PR #793, opened 2023-01-24
feat: allow to always show helper text

0ces:
Allow number field to always show the helper text if the prop `alwaysShowHelperText` is passed.

### DIFF
--- a/src/inputs/NumberField.tsx
+++ b/src/inputs/NumberField.tsx
@@ -48,7 +48,7 @@ export interface NumberFieldProps extends Pick<PresentationFieldProps, "labelSty
   // Typically used for compact fields in a table. Removes border and uses an box-shadow for focus behavior
   borderless?: boolean;
   sizeToContent?: boolean;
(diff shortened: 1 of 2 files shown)


src/inputs/NumberField.tsx
```diff
@@ -48,6 +48,8 @@ export interface NumberFieldProps extends Pick<PresentationFieldProps, "labelSty
   // Typically used for compact fields in a table. Removes border and uses an box-shadow for focus behavior
   borderless?: boolean;
   sizeToContent?: boolean;
+  // If set, the helper text will always be shown
+  alwaysShowHelperText?: boolean;
```
stephenh, line 52: Suggestion: Can you add "(usually we hide the helper text if read only)" to the comment, otherwise I'll forget when this is necessary. :-)

stephenh (approved):

src/inputs/NumberField.tsx
0ces: Sure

◆ ◆ ◆ ◆ ◆

## WHAT YOU ARE ASKED TO DO
An exact repeat of the whole listing above is needed; write it out now.

## PROBLEM SOLUTION
PR #793, opened 2023-01-24
feat: allow to always show helper text

0ces:
Allow number field to always show the helper text if the prop `alwaysShowHelperText` is passed.

### DIFF
--- a/src/inputs/NumberField.tsx
+++ b/src/inputs/NumberField.tsx
@@ -48,7 +48,7 @@ export interface NumberFieldProps extends Pick<PresentationFieldProps, "labelSty
   // Typically used for compact fields in a table. Removes border and uses an box-shadow for focus behavior
   borderless?: boolean;
   sizeToContent?: boolean;
(diff shortened: 1 of 2 files shown)


src/inputs/NumberField.tsx
```diff
@@ -48,6 +48,8 @@ export interface NumberFieldProps extends Pick<PresentationFieldProps, "labelSty
   // Typically used for compact fields in a table. Removes border and uses an box-shadow for focus behavior
   borderless?: boolean;
   sizeToContent?: boolean;
+  // If set, the helper text will always be shown
+  alwaysShowHelperText?: boolean;
```
stephenh, line 52: Suggestion: Can you add "(usually we hide the helper text if read only)" to the comment, otherwise I'll forget when this is necessary. :-)

stephenh (approved):

src/inputs/NumberField.tsx
0ces: Sure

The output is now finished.